Deformation-aware GAN for Medical Image Synthesis with Substantially Misaligned Pairs

TL;DR

This work tackles the problem of cross-modality medical image synthesis when training pairs are substantially misaligned, such as lung MRI-CT with respiratory motion. It introduces DA-GAN, a deformation-aware GAN that integrates symmetric registration with a multi-objective inverse-consistency framework and deformation-aware discriminators to jointly correct misalignment and improve image fidelity. The key contributions are the multi-level inverse-consistency loss L_mic and the deformation-aware adversarial loss L_adv_da, which are validated on a simulated brain misalignment dataset and a real lung MRI-CT dataset, outperforming eight state-of-the-art methods. The results demonstrate DA-GAN’s potential to enable accurate synthetic imaging for radiotherapy planning and other clinically relevant tasks under challenging misalignment conditions.

Abstract

Medical image synthesis generates additional imaging modalities that are costly, invasive or harmful to acquire, which helps to facilitate the clinical workflow.

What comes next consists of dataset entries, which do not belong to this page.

Issue #742, opened 2022-08-04
Allow a single notebook to export to multiple .py modules


jph00:
Use the same `#|export modname` syntax that was in nbdev1

hugetim:
The [directives docs](https://nbdev.fast.ai/explanations/directives.html#export-some.thing) suggest this issue can be closed, no?

jph00:
Maybe you could give it a try and see if it works? I don't recall where we got to with this.

hugetim:
It doesn't work in my simple example. The export directive silently fails, not exporting the function anywhere:
[nbdev-hello-world-test.zip](https://github.com/fastai/nbdev/files/10670462/nbdev-hello-world-test.zip)

turbotimon:
@hugetim it works in my example with nbdev Version: 2.3.13

*01_two.ipynb:*
```python
# | default_exp two
```

```python
#| export core
def foo_core_mixin(): # is exported to core.py
    pass
```

```python
#| export
def foo_two(): # is exported to two.py
    pass
```

However, I don't like the fact that it appears that you can't have two notebooks with the same `default_exp` (as it says here, it gets overwritten. However, i can't find anything in the docs about this)

PR #1291, opened 2023-02-07
Remove export-other from directives doc

hugetim:
See #742

### DIFF
--- a/nbs/explanations/directives.ipynb
+++ b/nbs/explanations/directives.ipynb
@@ -486,47 +486,6 @@
    "cell_type": "markdown",
    "metadata": {},
    "source": [
-    "### 📓 `#|export <some.thing>`"
-   ]
-  },
-  {
-   "cell_type": "markdown",
-   "metadata": {},
-   "source": [
-    "Similar to `#|export`, but instead of exporting to the module named by `#|default_exp` export to the specified module.\n",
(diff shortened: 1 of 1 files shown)


hugetim:
@jph00 , I made this quick pull request to make the docs consistent with the current functionality for now while we decide whether/how to implement the `#|export <other.module>` directive.

jph00:
Many thanks!

fgiasson:
Is there a place where this discussion is taking place? I faced that issue just now. It seems it was working with v1, but not anymore. Actually, it "kind" of work if:

 1. I create a new notebook with `default_exp foo`
 2. export one cell to default
 3. export one cell to `bar` 
 4. create `module/foo.py` manually
 5. create `module/bar.py` manually
 6. define `__all__` manually in `module/bar.py`
 7. run `nbdev_export` from the command line

Except for the manual process incurred, the exported cell(s) in `bar.py` are appended (instead of replaced) after each call of `nbdev_export` (but this duplication is not happening in `foo.py`, which uses the default export directive.

I haven't checked the code yet, but I would be interested to follow the conversation around that question from the maintenance team.

hugetim:
> Is there a place where this discussion is taking place? ...

This issue seems the proper place: https://github.com/fastai/nbdev/issues/742

PR #1292, opened 2023-02-08
nbdev_clean: Add trailing newlines to mask diff between Jupyter and VSCode

xl0:
Jupyter adds a trailing `\n` to images in cell outputs. Vscode-jupyter does not.
Notebooks should be brought to a common style by `nbdev_clean` to avoid unnecessary diffs.


jph00:
Looks good - thanks!

PR #1296, opened 2023-02-15
Don't reuse processes between notebooks

xl0:


jph00:
I think this will need an update to settings.ini to require the newest version of fastcore? (Which we'd need to release before this.)

xl0:
Yes

hamelsmu:
This PR seems stale, and is dependent on this PR which is also unfinished https://github.com/AnswerDotAI/fastcore/pull/515. 

I will close for now but please reopen if necessary.

PR #1301, opened 2023-02-20
Fix python version

BirkhoffG:
nbdev is supposed to support python>=3.7. It is redundant to keep updating `py_versions` every year with a new version of python.

We have already declared the minimal python version here:
https://github.com/fastai/nbdev/blob/923f2b010b5079642b84baa68688b745a4db40d8/setup.py#L50


BirkhoffG:
@jph00

jph00:
I believe the classifier section is for a different purpose, isn't it? Do you think it's not helpful to have the specific versions supported in that section?

PR #1981, opened 2021-06-16
Make all dictionary entries lowercase

bl-ue:
This PR is a proposal to, for consistency, make all dictionary entries (typo, suggestions, and hints) lowercase.

I'm doing this for two reasons:
1. because I've observed that proper capitalization of various proper nouns is hard enforce everywhere, and all over the dict there are messed up capitalizations.

2. There is **no** point to having them capitalized, because `build_dict()` converts them to lowercase before it uses them:
   https://github.com/codespell-project/codespell/blob/c6293a665b64d7d19e31b907a28335619a0b4923/codespell_lib/_codespell.py#L458-L461

### DIFF
--- a/codespell_lib/data/dictionary.txt
+++ b/codespell_lib/data/dictionary.txt
@@ -558,10 +558,10 @@ achor->anchor
 achored->anchored
 achoring->anchoring
 achors->anchors
-ACI->ACPI
+aci->acpi
 acident->accident
 acient->ancient
-ACII->ASCII
+acii->ascii
 acition->action
 acitions->actions
 acitivate->activate
@@ -981,7 +981,7 @@ agaisnt->against
 agaist->against
 agancies->agencies
 agancy->agency
-aganda->agenda, Uganda,
+aganda->agenda, uganda,
 aganist->against
 agant->agent
 agants->agents, against,
@@ -1073,7 +1073,7 @@ airlfow->airflow
 airloom->heirloom
 airporta->airports
 airrcraft->aircraft
-aisian->Asian
+aisian->asian
 aixs->axis
 aizmuth->azimuth
 ajacence->adjacence
@@ -1656,7 +1656,7 @@ amdgput->amdgpu
 amendement->amendment
 amendmant->amendment
 amened->amended, amend,
-Amercia->America
+amercia->america
 amerliorate->ameliorate
 amgle->angle
 amgles->angles
@@ -1765,7 +1765,7 @@ andoid->android
 androgenous->androgynous
 androgeny->androgyny
 androidextra->androidextras
-androind->Android
+androind->android
 andthe->and the
 ane->and
 anevironment->environment
@@ -1938,7 +1938,7 @@ apender->appender
 apendices->appendices
 apending->appending
 apendix->appendix
-apenines->Apennines
+apenines->apennines
 aperatures->apertures
 aperure->aperture
 aperures->apertures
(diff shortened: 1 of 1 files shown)


vikivivi:
Please do not remove capitalise suggestion been build in the dictionaries. See:
https://www.grammarly.com/blog/capitalization-countries-nationalities-languages/
https://www.scribendi.com/academy/articles/capitalization.en.html

In my opinion, the capitalise suggestion in dictionary.txt is supposed for codespell to suggest in capitalised manner in-according to the dictionary. But currently it does not seem to work as expected on my system to suggest in capitalised manner.

Expectation example:
```sh
$ echo amercia | codespell -
amercia ==> America
$ echo wedensday | codespell -
wedensday ==> Wednesday
```

bl-ue:
Yeah, that's because of the lines I linked above — the capitalisation in the dictionaries serves _no_ purpose.

bl-ue:
Ideally, we could make it support capitalisation as @larsoner's todo says.  I'll try it one of these days.

peternewman (changes requested):
Straight reject, no changes possible.

From a technical perspective you've only done one of the dictionaries, unless there is no capitalisation in all the others, which seems unlikely.

"consistency" is not a sufficient reason to undo all the effort that has been built into the dictionary so far for this future feature. You also don't know if other people aren't using the codespell dictionaries in other tools and making use of this functionality.

peternewman:
> Yeah, that's because of the lines I linked above — the capitalisation in the dictionaries serves _no_ purpose.

No, those 282 are the groundwork for the implementation of that TODO, there's no reason not to get the dictionary into shape before the code can use it. Yes the remainder of the 32,000 entries may need reviewing and capitalisation adding, but the existing content would make the functionality immediately useful and means it's just a coding problem, not a language one too.

codespell_lib/data/dictionary.txt
```diff
@@ -18797,6 +18797,7 @@ mofification->modification
 mofified->modified
 mofifies->modifies
 mofify->modify
+mohammedan->muslim
```
peternewman, line 18800: You should add this in a separate PR though.

codespell_lib/data/dictionary.txt
```diff
@@ -17423,7 +17423,7 @@ laod->load
 laoded->loaded
 laoding->loading
 laods->loads
-Laotion->Laotian
```
peternewman, line 17426: Suggest lotion too

peternewman (changes requested):
I couldn't work out why the additions and removals didn't match...

bl-ue:
😆 I thought it probably wasn't a very good idea, but I thought I'd get more feedback by opening a PR with some real changes than an issue.  I agree, we should fix the code to respect the capitalisation, which is something that I'm working on.

bl-ue:
>I couldn't work out why the additions and removals didn't match...

Yeah, I meant for that line to go in another PR 🙂

Thank you for the input @peternewman — I'll add your suggestions in a new PR I'm going to open.

peternewman:
> laughing I thought it probably wasn't a very good idea, but I thought I'd get more feedback by opening a PR with some real changes than an issue. I agree, we should fix the code to respect the capitalisation, which is something that I'm working on.

If it's integrated with the function that currently tries to guess the case of the suggestion should be half way there, but it might need an option to ignore the capitalisation anyway (or offer both suggestions in interactive mode if it's mixed case), we probably need to play around with a few scenarios.

PR #1985, opened 2021-06-17
Add ore->or to dictionary_rare.txt

cfi-gb:
There is a `ORE` library which seems to be commonly used. `ore` is also a valid word but also might be a spelling mistake of `or`, hope the placement in dictionary_code.txt is correct to handle such edge cases.

### DIFF
--- a/codespell_lib/data/dictionary_code.txt
+++ b/codespell_lib/data/dictionary_code.txt
@@ -26,7 +26,6 @@ mut->must, mutt, moot,
 nto->not
 objext->object
 od->of
-ore->or
 process'->process's
 protecten->protection
 reday->ready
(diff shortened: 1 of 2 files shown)


bl-ue (approved):

peternewman (commented):
So as cfi-gb noted, ore is a valid word, so it shouldn't/can't go in the main dictionary, which means it needs to go in rare or elsewhere.

Personally I'd probably lean towards rare for the same reasons as #1902, most people won't be using the ORE library, so would benefit from not miss-spelling `or`. The other stuff in the code dictionary are programming specific terms which are typos in other cases e.g. stdio whereas this feels more like crate, if I'm writing something that's not code, I can't turn on the code dictionary and be guaranteed safe if things like this are in there.

cfi-gb:
Thanks for the reviews and the suggestion to move it into the rare dictionary. Sounds sensible so moved it in 19664a73537de21623ec76ef28edb9c23722a71b

peternewman (approved):
LGTM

When training pairs are substantially misaligned (e.g., lung MRI-CT pairs with respiratory motion), accurate image synthesis remains a critical challenge. Recent works explored the directional registration module to adjust misalignment in generative adversarial networks (GANs); however, substantial misalignment will lead to 1) suboptimal data mapping caused by correspondence ambiguity, and 2) degraded image fidelity caused by morphology influence on discriminators. To address the challenges, we propose a novel Deformation-aware GAN (DA-GAN) to dynamically correct the misalignment during the image synthesis based on multi-objective inverse consistency. Specifically, in the generative process, three levels of inverse consistency cohesively optimise symmetric registration and image generation for improved correspondence. In the adversarial process, to further improve image fidelity under misalignment, we design deformation-aware discriminators to disentangle the mismatched spatial morphology from the judgement of image fidelity. Experimental results show that DA-GAN achieved superior performance on a public dataset with simulated misalignments and a real-world lung MRI-CT dataset with respiratory motion misalignment. The results indicate the potential for a wide range of medical image synthesis tasks such as radiotherapy planning.

Figures (6)

• Figure 1: Substantial misalignment in lung MRI-CT pairs due to respiratory motion.
• Figure 2: (a) Network architecture of DA-GAN. (b) $L_{mic}$ loss dynamically enhances image correspondence from three objectives. (c) $L_{adv\_da}$ loss guides discriminators to learn deformation for improved image fidelity.
• Figure 3: Visualisation of prediction and error images in the simulation experiments (NA-3).
• Figure 4: Visualization of synthesised images and error maps on the lung dataset. The blue arrows indicate our DA-GAN achieved better visual results at spine and heart.
• Figure 5: Example images with different levels of non-affine misalignment.